Your assignment
In the entries below, some lines hold the string "success"; please say how many, giving the number and nothing else.

Dataset entries
########################################

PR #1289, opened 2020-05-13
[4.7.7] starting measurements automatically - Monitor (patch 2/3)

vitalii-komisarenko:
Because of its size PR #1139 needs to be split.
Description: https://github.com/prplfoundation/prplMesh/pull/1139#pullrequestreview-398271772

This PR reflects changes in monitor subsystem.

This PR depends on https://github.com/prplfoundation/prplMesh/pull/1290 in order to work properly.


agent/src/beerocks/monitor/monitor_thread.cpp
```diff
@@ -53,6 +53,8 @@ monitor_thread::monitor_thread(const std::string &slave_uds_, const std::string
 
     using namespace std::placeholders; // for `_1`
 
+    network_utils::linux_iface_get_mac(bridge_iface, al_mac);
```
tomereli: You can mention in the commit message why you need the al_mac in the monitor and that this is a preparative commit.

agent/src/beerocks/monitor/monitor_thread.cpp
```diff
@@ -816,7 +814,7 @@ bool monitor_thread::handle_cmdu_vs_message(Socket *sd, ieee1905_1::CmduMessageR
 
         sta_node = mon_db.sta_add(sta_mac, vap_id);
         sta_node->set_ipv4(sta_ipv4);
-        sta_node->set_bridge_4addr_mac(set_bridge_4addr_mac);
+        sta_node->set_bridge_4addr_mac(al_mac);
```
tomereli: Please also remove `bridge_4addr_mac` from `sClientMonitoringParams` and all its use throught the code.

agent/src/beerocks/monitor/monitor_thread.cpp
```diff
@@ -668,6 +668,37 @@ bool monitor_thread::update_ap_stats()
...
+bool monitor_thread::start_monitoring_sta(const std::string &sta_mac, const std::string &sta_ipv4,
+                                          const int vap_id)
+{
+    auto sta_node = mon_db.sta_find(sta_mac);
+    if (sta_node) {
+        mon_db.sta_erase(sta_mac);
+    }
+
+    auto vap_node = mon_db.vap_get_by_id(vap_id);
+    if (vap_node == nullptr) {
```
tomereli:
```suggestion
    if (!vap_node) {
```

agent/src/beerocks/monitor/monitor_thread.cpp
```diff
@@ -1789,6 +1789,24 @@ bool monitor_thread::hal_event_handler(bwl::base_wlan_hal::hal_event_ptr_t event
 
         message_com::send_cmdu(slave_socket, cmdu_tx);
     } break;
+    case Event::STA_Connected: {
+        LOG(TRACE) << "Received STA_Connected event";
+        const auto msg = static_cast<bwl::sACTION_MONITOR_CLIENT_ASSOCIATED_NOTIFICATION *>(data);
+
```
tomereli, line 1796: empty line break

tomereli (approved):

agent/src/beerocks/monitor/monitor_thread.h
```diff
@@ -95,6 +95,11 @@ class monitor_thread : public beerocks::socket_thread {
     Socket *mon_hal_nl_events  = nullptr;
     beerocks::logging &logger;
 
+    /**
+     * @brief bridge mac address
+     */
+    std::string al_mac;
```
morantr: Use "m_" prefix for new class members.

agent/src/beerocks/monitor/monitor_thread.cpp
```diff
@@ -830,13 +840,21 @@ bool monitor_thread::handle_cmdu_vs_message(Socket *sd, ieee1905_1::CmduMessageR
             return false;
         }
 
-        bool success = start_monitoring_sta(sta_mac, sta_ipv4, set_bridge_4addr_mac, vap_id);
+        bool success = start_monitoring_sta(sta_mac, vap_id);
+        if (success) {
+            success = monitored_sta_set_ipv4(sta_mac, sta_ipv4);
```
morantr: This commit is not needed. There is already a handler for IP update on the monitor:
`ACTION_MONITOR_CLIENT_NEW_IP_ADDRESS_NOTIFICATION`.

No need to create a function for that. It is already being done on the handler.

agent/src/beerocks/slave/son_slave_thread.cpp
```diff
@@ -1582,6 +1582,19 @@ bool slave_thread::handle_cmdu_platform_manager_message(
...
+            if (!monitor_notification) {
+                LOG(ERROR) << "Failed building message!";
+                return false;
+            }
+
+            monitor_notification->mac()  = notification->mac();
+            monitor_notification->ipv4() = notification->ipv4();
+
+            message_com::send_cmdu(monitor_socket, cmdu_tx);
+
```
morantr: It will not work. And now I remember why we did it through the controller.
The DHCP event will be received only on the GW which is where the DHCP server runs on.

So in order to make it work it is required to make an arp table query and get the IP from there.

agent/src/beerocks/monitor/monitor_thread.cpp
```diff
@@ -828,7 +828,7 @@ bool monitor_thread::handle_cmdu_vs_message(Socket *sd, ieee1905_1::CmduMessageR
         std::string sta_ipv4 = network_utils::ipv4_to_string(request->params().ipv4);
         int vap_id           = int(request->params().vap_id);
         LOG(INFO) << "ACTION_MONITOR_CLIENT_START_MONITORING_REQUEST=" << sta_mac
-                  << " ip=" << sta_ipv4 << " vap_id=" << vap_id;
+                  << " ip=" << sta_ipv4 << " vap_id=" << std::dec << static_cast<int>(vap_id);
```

########################################

Exercise answer
4